RECORDS FOR THIS TASK >>
PR #1077, opened 2023-11-30
[Mount] Adding support for .modalignore files

philipk19238:
## Describe your changes
- Adding support for .modalignore files
- Will work similar to .gitignore, where nested modalignores will stack and the syntax resembles the "wildmatch" pattern used by git
- Reference: https://python-path-specification.readthedocs.io/en/latest/readme.html

- [ x] Client+Server: this change is compatible with old servers

### DIFF
--- a/modal/mount.py
+++ b/modal/mount.py
@@ -5,11 +5,12 @@ import concurrent.futures
 import dataclasses
 import functools
 import os
+import pathspec
 import time
 import typing
 from datetime import date
 from pathlib import Path, PurePosixPath
-from typing import AsyncGenerator, Callable, List, Optional, Sequence, Tuple, Union
+from typing import AsyncGenerator, Callable, Dict, Generator, List, Optional, Sequence, Tuple, Union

HOW TO COMPLETE THIS TASK >>
When a line in the data above contains the string "AsyncGenerator", copy that line.

SOLUTION TO THE PROBLEM >>
-from typing import AsyncGenerator, Callable, List, Optional, Sequence, Tuple, Union
+from typing import AsyncGenerator, Callable, Dict, Generator, List, Optional, Sequence, Tuple, Union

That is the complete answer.